Project management

Base Knowledge

Although not essential, some knowledge about the operation and development of software is advisable for a better assimilation of the course unit and the evolution of skills related to the structuring and management of software projects.

Teaching Methodologies

This curricular unit will have a 60-hour theoretical-practical regime, strongly based on the experimental method, where students actively explore and develop their skills in the management of a common development project, of considerable dimension, applying the knowledge acquired during the semester.

The practical component consists in the development of an integrated work in the evaluation of the UC, which will be defined together with the students.

It is intended to understand the methodologies studied and the student’s autonomy in problems with a medium degree of complexity.

Learning Results

– Analyze and elaborate the requirements of a system.

– Demonstrate the applicability of the main project development processes to concrete scenarios.

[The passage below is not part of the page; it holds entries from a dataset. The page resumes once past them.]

PR #1498, opened 2023-10-26
Use 16-bit operand for fnstsw instruction

greg-kennedy:
EDIT: Whoops, this was a mistake, closing it in error :)

### DIFF
--- a/src/i386/icpus.s
+++ b/src/i386/icpus.s
@@ -67,7 +67,7 @@ FUNC(_i_is_fpu)
 
    fninit
    movl $0x5A5A, %eax
-   fnstsw %ax
+   fnstsw %eax
    cmpl $0, %eax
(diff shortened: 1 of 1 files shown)


greg-kennedy:
Hmm, actually, maybe don't merge this one without a bit of testing.  Playing around with this on godbolt.org I can get errors with `%eax` but with `%ax` it works fine.  Strange...

pedro-w:
*Is* this a mistake? - seems you're correct about AX vs EAX
https://godbolt.org/z/7x8WxdEjP

greg-kennedy:
%ax (what you have now) is correct, %eax is wrong.

This was fixed back in 2009 in commit ed688d82020ee5c8c31dd8ac921c5be1a38a427c and I mistakenly sent a PR to un-do that, sorry :)

PR #1501, opened 2023-10-30
[osx] Fix infinite loop in set_window_position

connorjclark:
Randomly stumbled upon this.


pedro-w:
Well spotted! While we're on that function, in this line:
https://github.com/liballeg/allegro5/blob/9bdf4face2e2085547f5af766f8001ffec11dcae/src/macosx/osxgl.m#L2284
Should some of those `>` or `<` be `>=` or `<=`?

SiegeLord:
Thanks! Just C things...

– Apply good project management practices.

– Plan projects and monitor their development.

– Use and configure computer tools to support project management. 

Program

1. Requirements management: functional and non-functional requirements, specification of requirements, requirements engineering processes, acquiring and analyzing requirements, validating requirements, managing requirements.

2. Models of project development processes: cascade, iterative and incremental.

3. Concepts of project management: time planning and project monitoring, metrics and effort / cost estimation, risk analysis and management, quality assurance.

4. Computer tools to support project management.

Curricular Unit Teachers

Internship(s)

NAO

Bibliography

Hull, E., Jackson, k., & Dick, J. (2010). Requirements engineering (3rd ed.). Springer.

Huttermann, M. (2012). Devops for developers. Apress.

Lesyuk, A. (2013). Mastering redmine. Packt Publishing.

Newton, R. (2012). Project management step by step: How to plan and manage a highly successful project. Pearson.

Pressman, R. (2010). Software engineering: A practitioner’s approach. McGraw Hill.